Westmont Magazine Helping Hispanic Students Succeed

Roberto Jara

Roberto Jara

The first person in his family to attend college, Bert Jara ’85 enrolled at Westmont because a high school counselor helped him fill out an application and a financial aid form. Today Bert seeks to provide the same kind of assistance through LAUP, Latin Americans United for Progress, a non-profit organization he directs in Holland, Mich.

“Hispanic students have the highest high school dropout rate of any minority in the United States,” he says.“My own parents couldn’t help me with my homework; many Hispanic parents don’t understand how the education system works.” LAUP offers ESL classes, computer training and mentoring through the efforts of more than 50 volunteers.

Bert thinks the best way to inspire students to consider college is to expose them to successful people in their own community. At a conference he organized this year, 233 students listened to the stories of local Hispanic residents such as the owner of several McDonald’s restaurants and a reporter for an NBC affiliate. “Don’t let anyone tell you you can’t do it,” they said. “We did, and so can you.” With a grant from the League of United Latin American Citizens and AT&T, LAUP will enroll 50 high school students in a year-long program focusing on leadership skills, career development and community service.

In his life and work, Bert seeks to combine his faith, intellect and social conscience, something he learned to do at Westmont. He majored in religious studies and worked for the department, so he knew the professors well. “They encouraged me to ask questions about my doubts and engaged in conversation with me,” he says. He also participated in outreach programs like Potter’s Clay.

After earning a master of divinity degree at Fuller Theological Seminary, Bert became a youth pastor in Coopersville, Mich. “The young people there had such a mono-cultural experience,” he says. “So I organized trips to Mexico, Los Angeles and Chicago, where they could encounter different socioeconomic groups and develop a social conscience. It was a stretch for some people in the church; parents asked, ‘You want to take my kid where?’”

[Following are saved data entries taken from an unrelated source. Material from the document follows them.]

PR #4570, opened 2025-07-22
Fix(getsploit, barq): Remove unresolveable python-clint dependency by…

Fig12:
When running sudo pacman -S blackarch, the system fails to install the blackarch-exploitation modules since getsploit and barq both require python-clint. This dependency is unresolvable since it is not available as a standard Pacman package. My solution modifies PKGBUILD for both of those tools by installing clint using pip instead. I have tested it locally and both tools have had all dependencies install completely with my fix.

### DIFF
--- a/packages/barq/PKGBUILD
+++ b/packages/barq/PKGBUILD
@@ -1,6 +1,51 @@
 # This file is part of BlackArch Linux ( https://www.blackarch.org/ ).
 # See COPYING for license details.
 
+pkgname=getsploit
+pkgver=37.bcab2ee
+pkgrel=5
+pkgdesc='Command line utility for searching and downloading exploits.'
+groups=('blackarch' 'blackarch-exploitation' 'blackarch-misc')
+arch=('any')
+url='https://github.com/vulnersCom/getsploit'
+license=('LGPL3')
+depends=('python')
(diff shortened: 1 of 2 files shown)


Sidicer:
Another solution would be to have `python-clint` part of the packages in blackarch repo so that we would not need to track  any time a packges requires it as a dependency :)

packages/barq/PKGBUILD
```diff
@@ -1,6 +1,51 @@
...
+
+[taceo@thinkpad getsploit]$ d ..
+bash: d: command not found
+[taceo@thinkpad getsploit]$ cd ..
+[taceo@thinkpad packages]$ cd barq
+[taceo@thinkpad barq]$ nano PKGBUILD 
+[taceo@thinkpad barq]$ cat PKGBUILD 
+# This file is part of BlackArch Linux ( https://www.blackarch.org/ ).
+# See COPYING for license details.
+
```
noraj, line 48: You pasted your terminal output here

noraj (changes requested):
I don't think we'll go the pip way. We'll rather package python-clint

packages/barq/PKGBUILD
Fig12: oops, apologies.

PR #4573, opened 2025-07-23
add python-clint

### LINKED ISSUE #4572: create python-clint as the dependency is missing for several tools and not in AL
cf #4570

noraj:
fixes #4572

replaces #4570

tested working


ikstream:
Shouldn’t the pkgrel be set to 16 to avoid issues on systems that have the now dropped package installed.

noraj:
> Shouldn’t the pkgrel be set to 16 to avoid issues on systems that have the now dropped package installed.

you're probably right, so that was a package that was dropped from AL

PR #4579, opened 2025-07-27
Add blackarch-helper package

x0rgus:
- **Name**: blackarch-helper
- **Source URL**: https://github.com/x0rgus/blackarch-helper
- **Description**: A lightweight Bash TUI/CLI to explore, search and install tools from the BlackArch repository.

This tool provides an interactive fzf-powered TUI interface as well as traditional CLI subcommands. It replaces the now deprecated `blackman` tool, which is still referenced in official documentation but no longer maintained or recommended.
s2
s1

License: MIT

### DIFF
--- a/packages/blackarch-helper/.SRCINFO
+++ b/packages/blackarch-helper/.SRCINFO
@@ -1,0 +1,22 @@
+pkgbase = blackarch-helper
+	pkgdesc = TUI/CLI helper to manage and install tools from the BlackArch repository
+	pkgver = 1.1.0
+	pkgrel = 1
+	url = https://github.com/x0rgus/blackarch-helper
+	arch = any
+	groups = blackarch
+	license = MIT
+	depends = bash
+	depends = fzf
+	source = blackarch-helper
+	source = LICENSE
+	source = blackarch-helper.1
+	source = blackarch-helper.bash-completion
+	source = _blackarch-helper
+	sha512sums = SKIP
+	sha512sums = SKIP
+	sha512sums = SKIP
+	sha512sums = SKIP
+	sha512sums = SKIP
+
+pkgname = blackarch-helper
--- a/packages/blackarch-helper/blackarch-helper
+++ b/packages/blackarch-helper/blackarch-helper
@@ -1,0 +1,366 @@
+#!/usr/bin/env bash
+#
+# blackarch-helper
+# Simple CLI helper for BlackArch tools
+# Author: Lucas "x0rgus"
+# License: MIT
+# Repository: https://github.com/x0rgus/blackarch-helper
+#
+# --- Configuration ---
+# Set VERBOSE to "false" by default. It can be overridden by a command-line flag.
+VERBOSE=false
+
+## --- Color and Symbol Configuration ---
+COLOR_RESET=$'\033[0m'
+COLOR_GREEN=$'\033[0;32m'
+COLOR_YELLOW=$'\033[0;33m'
+COLOR_RED=$'\033[0;31m'
+COLOR_CYAN=$'\033[0;36m'
+COLOR_BOLD=$'\033[1m'
+
+# --- Logging Functions ---
+# Helper functions to standardize message output.
+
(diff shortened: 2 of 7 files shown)


noptrix:
@noraj @dualfade @ikstream mind giving this a quick look? seems like it has potential.

ikstream:
I apriciate every contribution and I would really love to see blackam making a comeback. I did only a quick review, so take my feedback with that grain of salt. If I did oversee something, please point it out.

This tool, at it's current state is a wrapper around pacman. The key selling point of blackman was to build packages from source from our repo or basically any repo based on it's pkgbuild file. It had/has it's flaws, that's why it's no longer in use. This tool allows searches through pacman, installs through pacman and list categories through pacman. 

I don't see the blackman replacement as it is mentioned in the description. 
My main Problem with that is, that it adds complexity. Currently if user complain, that something isn't working, it's either our broken keyring, or something with the packages (either ours, or upstream). If user start using install commands through something that goes more in the direction of pamac (Manjaro) we start adding overhead to troubleshoot where the issue lies without adding to much value (from my point of view) to pacman. 
I would prefer user to be able to use pacman properly, especially as most of the commands are provided on the website or the guides. I am all in for enabling user to get competent and learn new stuff. But in my opinion this wouldn't be the right way to it. 

As I mentioned before, I did a quick review, so if anything is wrong, please point it out. I really appreciate the efffort you put in here, with even a man file and autocomplete commands. But from my point of view it's unfortunately in the wrong tool/direction.

noraj:
I agree with @ikstream. In short, yes for the info about packages and search TUI, no to the install package wrapper (note it can lead to [partial upgrade](https://wiki.archlinux.org/title/System_maintenance#Partial_upgrades_are_unsupported)).

x0rgus:
thank you for the feedback @ikstream @noraj , taking that into account, i have rewritten the tool from the ground up. It no longer functions as a pacman wrapper and instead build packages from source now. The main features, including the `fzf` based interactive menu to sync, browse categories, and build tools, are now fully operational. I believe this new approach is much more aligned with the project's goals and would appreciate your thoughts on this new version, i'm still working on some features like installing multiple packages, but the core features were migrated.

packages/blackarch-helper/.SRCINFO
```diff
@@ -0,0 +1,22 @@
+pkgbase = blackarch-helper
```
noraj: submitting `.SRCINFO` is only for AUR, we don't need that here

packages/blackarch-helper/blackarch-helper
```diff
@@ -0,0 +1,516 @@
+#!/usr/bin/env bash
```
noraj: Please don't copy all source files locally, deploy them from git. See this template:  https://github.com/BlackArch/blackarch-pkgbuilds/blob/master/PKGBUILD-generic-git

noraj (changes requested):

packages/blackarch-helper/.SRCINFO
x0rgus: done, [commit](https://github.com/BlackArch/blackarch/pull/4579/commits/035c6b7c5ffd082016ab72a99aa4b0944301c78a)

packages/blackarch-helper/blackarch-helper
x0rgus: done, [commit](https://github.com/BlackArch/blackarch/pull/4579/commits/9d7d936ebe3525768e8e8bc197ae25a841ba6582)

noraj: PKGBUILD is better, and you removed SRCINFO, but all the local files are still here, please remove LICENSE, _blackarch-helper, etc. anything but the PKGBUILD. All other files will be fetched from git at build time

x0rgus: removed local files, [commit](https://github.com/BlackArch/blackarch/pull/4579/commits/76bbcbb567f44556c7f3a4d798a871a8d99d4ac2)

PR #4584, opened 2025-08-01
fixed pkgbuild syntax errors

m1sh4k:
I have checked each of `PKGBUILD` files with `bash -n` and found some syntax errors (all of them looked like typos :upside_down_face:) and corrected them.


packages/smikims-arpspoof/PKGBUILD
```diff
@@ -33,6 +33,6 @@ package() {
   install -Dm 755 arpspoof "$pkgdir/usr/bin/$pkgname"
   install -m 755 sweep.sh "$pkgdir/usr/bin/$pkgname-sweep"
   install -m 755 cage.sh "$pkgdir/usr/bin/$pkgname-cage"
-  install -Dm 644 -t "$pkgdir/usr/share/doc/$pkgname/" README.md"
+  install -Dm 644 -t "$pkgdir/usr/share/doc/$pkgname/README.md"
```
noraj: Shouldn't it rather be?

```suggestion
  install -Dm 644 -t "$pkgdir/usr/share/doc/$pkgname/" README.md
```

Similar to https://github.com/BlackArch/blackarch-pkgbuilds/blob/d44f5dee7e2f20161bdb10199cce7f5a322f4e38/PKGBUILD-generic-jointscript#L37, deploy a file in a folder.

packages/python2-pip/PKGBUILD
```diff
@@ -33,7 +33,7 @@ prepare() {
   # Remove certifi usage
   sed -i 's|from pip._vendor.certifi import where|where = lambda: "/etc/ssl/certs/ca-certificates.crt"|' src/pip/_internal/commands/debug.py
 
-  rm -rf src/pip/_vendor/!(__init__.py)
+  rm -rf 'src/pip/_vendor/!(__init__.py)'
```
noraj: I'm not sure about this one.

packages/smikims-arpspoof/PKGBUILD
m1sh4k: Yep, ur right

packages/python2-pip/PKGBUILD
m1sh4k: Sry, putting quotes was my bad, this file was ok. I should have tested it more carefully. Bash was throwing error because it does not initialize `shopt` with `-n` key.

noptrix:
@m1sh4k thank you

PR #4588, opened 2025-08-05
ci: update ubuntu runner version and actions/checkout version

SherkeyXD:
The runner `ubuntu-20.04` has been deprecated since 2025-04-15, see https://github.com/actions/runner-images/issues/11101

### DIFF
--- a/.github/workflows/tests.yml
+++ b/.github/workflows/tests.yml
@@ -1,38 +1,48 @@
 name: CI
 on:
   push:
-    branches: [ master ]
+    branches: [master]
   pull_request:
-    branches: [ master ]
+    branches: [master]
 
 jobs:
   build:
-     runs-on: ubuntu-latest
-     steps:
-       - uses: actions/checkout@v3
-       - name: Build Package
-         run: |
-           CHANGED_FILES=($(git diff --name-only --diff-filter=d $THE_LAST_COMMIT HEAD))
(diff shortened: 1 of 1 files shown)


.github/workflows/tests.yml
```diff
@@ -1,38 +1,48 @@
...
+          for FILE in $CHANGED_FILES; do
+             if [[ $(basename $FILE) == "PKGBUILD" ]]; then
+               docker build -t builder -f travis/Dockerfile $(dirname $FILE)
+               docker run --rm builder
+             fi
+          done
+
   pkgcheck:
-    runs-on: ubuntu-20.04
+    runs-on: ubuntu-latest
```
noraj: I'm not a big fan of using `latest` tag has it can introduce breaking change silently, I would prefer to use `ubuntu-24.04` instead and manually update it when newer version are released.

ikstream: I strongly agree here

SherkeyXD: shoule we change the runner for task `build` as well?

https://github.com/BlackArch/blackarch/blob/469eb06b720196bb64f4734f4f5ecba11fd99ba9/.github/workflows/tests.yml#L10

noraj: Yes, it does not make sens to have inconsistent values

PR #4593, opened 2025-08-12
hostapd-mana: add package

noraj:
To test, one need to write a `/etc/hostapd/hostapd.conf`. To improve this package maybe we need to provide an example one. See https://github.com/sensepost/hostapd-mana/wiki/Simplest-hostapd.conf.

Also, there is maybe a way to make the mana fork not conflicting with original hostapd, but I didn't want to spend time on that.

### DIFF
--- a/packages/hostapd-mana/PKGBUILD
+++ b/packages/hostapd-mana/PKGBUILD
@@ -10,14 +10,17 @@ groups=('blackarch' 'blackarch-wireless')
 url='https://github.com/sensepost/hostapd-mana'
 license=('custom:BSD/GPL v2 dual')
 depends=('openssl' 'libnl')
+optdepends=('asleap')
 makedepends=('git')
 source=("git+https://github.com/sensepost/$pkgname.git"
-        'hostapd.service')
+        "$pkgname.service"
+        "$pkgname@.service"
+        "$pkgname.tmpfiles")
 sha512sums=('SKIP'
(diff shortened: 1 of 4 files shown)


OscarAkaElvis:
Usually this is invoked as hostapd-mana instead of hostapd. At least is the way it is done in other Linux distributions. Maybe renaming the binary or creating a symbolic link is enough to avoid the possible conflict.

noptrix:
@noraj i think we shall `strcat()` `-mana` to bins and config dirs+files.

noraj:
@OscarAkaElvis @noptrix It should be good with binaries, pid, services files, directories, config values, etc. updated.

OscarAkaElvis:
Looks good except for one thing. What is this for? `optdepends=('asleap')` . I think asleap is not a dependency of this package AFAIK.

noraj:
> Looks good except for one thing. What is this for? `optdepends=('asleap')` . I think asleap is not a dependency of this package AFAIK.

It is for crackapd (part of hostapd-mana): https://github.com/sensepost/hostapd-mana/blob/8853d5ac7f97b140b7899d2cf074eca921e55c3b/crackapd/crackapd.conf#L38

And anyway it's optional dependency, that is not installed by default. It's hardly just a suggestion for users.

OscarAkaElvis:
Great then, go ahead with the package please. Thank you!

PR #371, opened 2020-06-30
[PEN-1122] Updated deployment process to document new workflow with canary blocks

jgrosspietsch:
Updated the deployment instructions for our new canary+non-independent versioning deployment setup.

I didn't really change the hotfix instructions because if I have to come up with another hypothetical build process for our blocks I _will_ cry.


JackHowa (approved):
Looks good Joe, nice work

PR #380, opened 2020-07-07
PEN-1128 gallery inherit global content behavior

kascote:
[PEN-1128](https://arcpublishing.atlassian.net/browse/PEN-1128)

- fix an render issue when the gallery was in a template with global content

# How was this tested?
- tests added/fixed
- visually in PB with pages and templates
- screen record added to the ticket

- none


JackHowa (approved):
this looks ok from a syntax perspective. have a few naming nits. thanks for including the video; I think that it has been validated by qa. in the future, is there a way to limit the spacing updates that are changed

PR #384, opened 2020-07-07
PEN-1033 defensive check website url

kascote:
[PEN-1033](https://arcpublishing.atlassian.net/browse/PEN-1033)

- defensive check when there is not content for the arcSite

Updated the following blocks so that they first check if a website_url value exists for the website being rendered, and if it does not exist, skip rendering that item and move on

- Top Table List
- Results List
- Card List
- Simple List
- Numbered List

# How was this tested?
- tests written for each block

- none


JackHowa (commented):
Please include the desired behavior in this pr or any screenshots. did not know the goal of this pr until I read the ticket

```

Update the following blocks so that they first check if a website_url value exists for the website being rendered, and if it does not exist, skip rendering that item and move on

Top Table List

Results List

Card List

Simple List

Numbered List

```

JackHowa (approved):

beltrancaliz (approved):

PR #387, opened 2020-07-09
Updated production release docs

jgrosspietsch:
This is to prevent issues when there are changes in staging since the last beta release

[PEN-](https://arcpublishing.atlassian.net/browse/PEN-)

-
-

# How was this tested?

Hopefully, unit tests were written.

Otherwise, explain how to test this change.

If the amount of work to write unit tests for this change are excessive,

# Show Effect Of Changes

## Before

When I clicked the search button, the button turned red.

[include screenshot or gif or link to video, storybook would be awesome]

## After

After seven years in Michigan, Bert became the pastor of a small urban church in Denver with a more diverse congregation. Then he answered a call to plant a new congregation for a church in Wyoming, Mich., to reach out to the people of color moving into the church’s downtown neighborhood. He left that ministry after four years when he went through a painful divorce.

Bert then worked for Goodwill Industries for two years, teaching a job-education program. “I had never encountered people on welfare before, and it gave me a new perspective on life,” he says. “One of my clients overheard I was having problems paying rent after the divorce and offered to let me stay in her basement. She has five children with five different men, but she opened her home in a way no one else had done. I learned that middle class people don’t know everything about hospitality and caring for someone in need. The job at Goodwill leveled my perspective and humbled me. I’m not proud of the divorce, but it has made me a better person.

“The church needs to provide a balance of compassion and justice,” Bert says. “Americans have been privileged all their life, and most have never been hungry. They don’t always understand the needs of the poor — but Christ does, and we need to reflect his heart.”